# Canucks Vs The Flamers



## Slopster (Mar 14, 2011)

Woe to you ole earth and sea, for the Canucks bring you wrath, 
Because they know the Flamers time is short.
Let him who hath understanding reckon the number of the Burrows,Sedins and Louongo,For it is a winning number,
Its number is Daniel,Henrick,Alex,Roberto,Manny,Sami,Boom Boom and many more........

For all you Flamer fans out there pls post whatever you like now...
Cause it's all you get......


Go you big hairy CANUCKS Go....................................................


----------



## Captured Moments (Apr 22, 2010)

what time is the game?


----------



## Slopster (Mar 14, 2011)

Seven ......


----------



## Captured Moments (Apr 22, 2010)

Thanks... just remembered got to go to a friend's place for xmas dinner...maybe they will have the game on TV. Merry Christmas!


----------



## SeaHorse_Fanatic (Apr 22, 2010)

PVR the game 

I am.:bigsmile:


----------



## grizadams_7mm (Aug 29, 2011)

Go flames go!!!!!


----------



## Captured Moments (Apr 22, 2010)

SeaHorse_Fanatic said:


> PVR the game
> 
> I am.:bigsmile:


Haha.. no need. They have the game on. What's the fight at the beginning about.


----------



## Ebonbolt (Aug 12, 2011)

Captured Moments said:


> Haha.. no need. They have the game on. What's the fight at the beginning about.

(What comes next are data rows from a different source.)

PR #488, opened 2018-04-28
macos platform attributes regression

sodiumjoe:
fixed !decorations case and refactored logic to be a little easier to
read

### DIFF
--- a/CHANGELOG.md
+++ b/CHANGELOG.md
@@ -1,5 +1,6 @@
 # Unreleased
 
+- Fix `.with_decorations(false)` in macOS
 - Fix regression of Window platform extensions for macOS where `NSFullSizeContentViewWindowMask` was not being correctly applied to `.fullsize_content_view`.
 - Corrected `get_position` on Windows to be relative to the screen rather than to the taskbar.
 - Corrected `Moved` event on Windows to use position values equivalent to those returned by `get_position`. It previously supplied client area positions instead of window positions, and would additionally interpret negative values as being very large (around `u16::MAX`).
--- a/src/platform/macos/window.rs
+++ b/src/platform/macos/window.rs
@@ -658,32 +658,24 @@ impl Window2 {
                 }
             };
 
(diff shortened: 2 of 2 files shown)


sodiumjoe:
I tested this with all the permutations of `.with_decorations` and platform attributes that make sense.

@edwin0cheng can you take a look?

edwin0cheng:
Do we need to handle `pl_attrs.titlebar_transparent = true` here ? Or do i miss something ?

sodiumjoe:
@edwin0cheng nice catch, I missed that the close button was broken. I had accidentally duplicated `NSMinitiaturizableMask` instead of including `NSClosableMask`. This should now be fixed. I've tested with all the combinations.

`titlebar_transparent` is handled later on L704. It's a little weird, because generally you would want to use that with `fullsize_content_view`, but since we offer those separately, I figured it's up to the consumer to use those together.

sodiumjoe:
@edwin0cheng to be clear, I believe it *is* now the case that the final `else` arm of the conditional represents the default case.

edwin0cheng:
>to be clear, I believe it is now the case that the final else arm of the conditional represents the default case.
Maybe we could add a comment to describe that.

edwin0cheng:
Anyway, Look good for me, I tested other weird cases, couldn't find any bugs too.

sodiumjoe:
@edwin0cheng added that comment, thanks for testing!

sodiumjoe:
@francesca64 sorry about the churn on this issue, but I think this is good to merge now.

francesca64:
@edwin0cheng thanks for reviewing this!

@sodiumjoe you have nothing to apologize for. The logic is a lot easier to follow now, so I'm happy.

Thinking more about releases, I've noticed that the changelog is already getting pretty long. I think it would make sense to cut another release around the end of the week.

sodiumjoe:
@francesca64 sounds great, thanks!

Issue #2082, opened 2021-12-03
Transparent windows are completely broken on Windows 11


parasyte:
Running the `transparent` example on Windows 11 (version 21H2, build 22000.348) appears to completely crash something in the OS. My screens flash black for a moment, and all windows appear as just the decoration with empty contents for a second until things settle down. This looks pretty similar to what happens when you update the display drivers, except window positions are not reset (because the driver update temporarily changes the desktop resolution).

I think it's carried over from the last game we played.


----------



## Slopster (Mar 14, 2011)

There was a fight?????? Damn didn't see it I was busy tending to my many fry..
Sorry..

Rob..


----------



## cowis (Apr 21, 2010)

yeah fight at 3 seconds in the first period. kevin bieksa and Tom Kostopoulos i belive


----------



## Victor (Apr 21, 2010)

BelieveInBlue said:


> I think it's carried over from the last game we played.


actually, it was a carry over from last season when Bieksa got KO'ed by Kostopoulos


----------



## Victor (Apr 21, 2010)

The Canucks are not looking sharp at all tonight. Very few successful passes, very few tape to tape passes, and very little success on any rush.

For whatever reason, they just don't have their legs under them tonight. Calgary is the better team so far and if it weren't for Luongo, they would definitely have the lead.


----------



## Slopster (Mar 14, 2011)

3rd period just started, I call a 2-1 win Nucks..


----------



## Victor (Apr 21, 2010)

The way this game is going, I wouldn't be surprised if it was first goal wins


----------



## Victor (Apr 21, 2010)

1-0 Calgary


----------



## Slopster (Mar 14, 2011)

Slopster said:


> Woe to you ole earth and sea, for the Canucks bring you wrath,
> Because they know the Flamers time is short.
> Let him who hath understanding reckon the number of the Burrows,Sedins and Louongo,For it is a winning number,
> Its number is Daniel,Henrick,Alex,Roberto,Manny,Sami,Boom Boom and many more........
> ...


Ouchhhhhh!!!!!!!! anyways MERRY CHRISTMAS Flamer Fans, theres your Gift for the year.......


----------



## grizadams_7mm (Aug 29, 2011)

Thanks, we'll take the roast orca  merry Christmas all


----------



## DAN O (Apr 21, 2010)

anyways MERRY CHRISTMAS Flamer Fans said:


> lol too funny :lol:


----------



## Victor (Apr 21, 2010)

What drives me nuts about the Canucks this year is their inability to get up and play their game for teams who are not "elite" teams. Look what happened tonight, against Columbus, and Carolina. 

The Canucks showed that they took Calgary for granted the moment the puck was dropped. Calgary pressured us from the opening draw


----------



## Ebonbolt (Aug 12, 2011)

Victor said:


> What drives me nuts about the Canucks this year is their inability to get up and play their game for teams who are not "elite" teams. Look what happened tonight, against Columbus, and Carolina.
> 
> The Canucks showed that they took Calgary for granted the moment the puck was dropped. Calgary pressured us from the opening draw


I find that happens WAY too often with the Canucks: against strong or streaking teams, the Canucks play like they're unstoppable most of the time; against weaker or slumping teams, the Canucks play as if they themselves are weak/slumping as well.


----------



## big_bubba_B (Apr 25, 2010)

lol canucks suck boston is unstoppable crushing teams as they go , and is just they cherry on top when they get out played by the flames. no Stanley cup in the future again for the CASUCKS makes me smile. so better board up the windows gonna be another riot lol


----------